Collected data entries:
PR #437, opened 2019-02-20
config: Remove obsolete notifications

mazen-asef:
Pay-As-You-Go Notifications keep appearing after being
useful when using eos-payg-ctl in the middle of a
time-session or when the session expires normally. So we
clean all notifications on the message tray when a
expiry-time-changed signal is sent.

https://phabricator.endlessm.com/T25246

### DIFF
--- a/js/ui/payg.js
+++ b/js/ui/payg.js
@@ -471,8 +471,8 @@ var PaygNotifier = new Lang.Class({
             return;
         }
 
-        if (this._notification)
-            this._notification.destroy();
+        // Clear previous notification
+        clearNotification();
 
         let source = new MessageTray.SystemNotificationSource();
         Main.messageTray.add(source);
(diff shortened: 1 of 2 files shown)


js/ui/payg.js
```diff
@@ -510,5 +510,11 @@ var PaygNotifier = new Lang.Class({
         this._notification.connect('destroy', () => {
             this._notification = null;
         });
+
+    },
+
+    clearNotification() {
```
wjt: This code is copied from near the top of the previous function: could you make the previous function call this new function instead?

mazen-asef: Ah, yes! will do :)

wjt:
Please squash & merged. @GeorgesStavracas FYI since you're midway through the shell rebase.

GeorgesStavracas:
It's fine to land this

» YOUR INSTRUCTIONS:
Which lines of the records contain the word "time"? Copy each of them.

» EXPECTED ANSWER:
time-session or when the session expires normally. So we
expiry-time-changed signal is sent.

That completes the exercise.